California State University, Long Beach Case Study
California State University, Long Beach
Okta Provides a Single Sign-On System to Simplify Authentication for Students
California State University, Long Beach is one of the 23 schools in the public California State University system. Founded in 1949, CSULB is one of California’s largest universities by enrollment, with 37,065 students. CSULB offers 82 baccalaureate majors, 67 master’s degrees, 4 teaching credential programs (including 10 single subject areas), and 4 doctoral degrees. In the 2019 U.S. News & World Report rankings of regional public universities in the West, CSULB is number three.
In July 2013, CSULB’s Enrollment Services department requested an application that would make it easier for students to securely access their school resources. At the time, students had to log in separately to each system (e.g., enrollment, advising, financial aid), and the repeated authentication disrupted students’ workflow. The Enrollment Services department hoped the Division of Information Technology could build or find a solution that would enable students to log in to a single sign-on (SSO) portal to access all their applications and services in one place.
CSULB’s IT division met with various departments to identify requirements for an ideal SSO solution and determined that it would have to support various authentication mechanisms, including Shibboleth SSO
and Lightweight Directory Access Protocol (LDAP) authentication. Further, an imperative voiced by more than one department was that each authentication method needed
to remain unchanged for users who want to continue to authenticate directly through
the individual application. This would prevent previously created bookmarks and links for the logins from being broken after implementation of the new solution.

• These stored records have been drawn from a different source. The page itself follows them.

PR #1178, opened 2024-10-14
return all roles not undef when all roles requested

darrell-k:
fix for #1175

### DIFF
--- a/Slim/Schema.pm
+++ b/Slim/Schema.pm
@@ -2347,7 +2347,7 @@ sub artistOnlyRoles {
 
 	# And if the user has asked for ALL, give them it.
 	if ($roles{'ALL'}) {
-		return undef;
+		return [ Slim::Schema::Contributor->contributorRoleIds ];
 	}
 
 	# Loop through each pref to see if the user wants to show that contributor role.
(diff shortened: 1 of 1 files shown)


Slim/Schema.pm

IT met with SSO providers OneLogin and Ping, but Okta was the most confident vendor in its ability to integrate with CSULB’s existing Shibboleth environment. The CSULB team and Okta worked out how they would create the authentication token on the Shibboleth side, ensuring the applications already integrated with Shibboleth would remain unchanged and still work with Okta SSO.
Implementation and Shibboleth Integration
CSULB began their implementation of Okta SSO in February 2014, leveraging Okta Professional Services, who worked with CSULB IT via phone calls. A Shibboleth developer helped with the integration between Okta and Shibboleth, which was the most challenging part. Okta initially suggested CSULB set up two separate Okta instances. After initially establishing one system as the Shibboleth IdP (identity provider) and a second system as a Shibboleth SP (service provider), they found the session was being lost between the two systems. They eventually solved this problem by installing the Shibboleth IdP and SP on the same system. Jesse Santana, Director of System and Web Services at CSULB, worked closely with Okta Professional Services to complete the integration and implementation by March 13, 2014.
Since CSULB’s implementation, Okta has hired a Shibboleth expert who has updated the architecture to enable Shibboleth to integrate with Okta directly. Rearchitecting the environment with the new direct integration has cut the number of authentications required in half. In the previous environment, each user authenticated to both Okta and Shibboleth, but now only one authentication per user takes place.
CSULB was one of Okta’s first higher education customers, and, with about 37,000 students, it was too expensive for the school to leverage Okta’s standard per-client licensing model. Instead, Okta devised a new pricing model to fit CSULB’s budget that priced student licenses at about one-fifth of the cost of the institution’s employee licenses. CSULB now has about 60,000 licenses for their environment.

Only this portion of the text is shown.